TASK REQUIREMENTS: Below is a block of records. Copy every line in it that contains the word "hillalex".

Saved data entries
PR #227, opened 2019-12-16
mrc-1248 change language on password pages

hillalex:
Pulls out the changing language action/mutation into their own files to be shared between root and password app, and adds a header to the password related pages.

Also figured out a way to test that the .ftl templates themselves are configured correctly (without resorting to selenium :grin:) e.g. https://github.com/mrc-ide/hint/pull/227/files#diff-6ab8de68b3bdfe3735aca230f988b32a


src/app/static/src/app/components/header/LoggedOutHeader.vue
```diff
@@ -0,0 +1,28 @@
+<template>
+    <header class="mb-5">
+        <nav class="navbar navbar-dark bg-secondary">
+            <div class="container-fluid">
+                <div class="navbar-header">
+                    {{title}}
```
EmmaLRussell: I suppose one day we might have different titles in French and English, but I'm assuming French for 'Naomi' is just Naomi with a French accent!

src/app/static/src/tests/components/password/forgotPasswordPage.test.ts
```diff
@@ -0,0 +1,18 @@
+const fs = require('fs');
+const path = require('path');
+const html = fs.readFileSync(path.resolve(__dirname, '../../../../templates/forgot-password.ftl'), 'utf8');
+
+document.documentElement.innerHTML = html.toString();
```
EmmaLRussell: Very cunning! Just wonder if this should go into a different root test folders than 'components' since it's not actually testing a component. 'pages'  or 'templates'. No doubt we'll make other tests like this, and they should probably be kept together.

hillalex: Good shout

src/app/static/src/app/components/header/LoggedOutHeader.vue
hillalex: I mean, I think Naomi makes as much sense in French as it does in English ;)

PR #228, opened 2020-01-07
add translations

hillalex:


src/app/src/main/resources/ErrorMessageBundle_fr.properties
```diff
@@ -1,3 +1,10 @@
-unexpectedError = Une erreur inattendue s''est produite. If you see this message while you are using {0} at a workshop, \
-  please contact your workshop technical support and show them this code: {1}. \
-  Otherwise please contact support at {2} and quote this code: {1}
+invalidEmail = Veuillez fournir une adresse e-mail valide.
+invalidToken = Le jeton n'est pas valide.
+invalidPasswordLength = Veuillez entrer un nouveau mot de passe d'au moins 6 caractères.
+loadFailed = UImpossible de charger des fichiers pour la session. Les fichiers indiqués n'existent pas sur le serveur.
```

SOLUTION TO THE PROBLEM:
hillalex:
hillalex: Good shout
hillalex: I mean, I think Naomi makes as much sense in French as it does in English ;)
hillalex:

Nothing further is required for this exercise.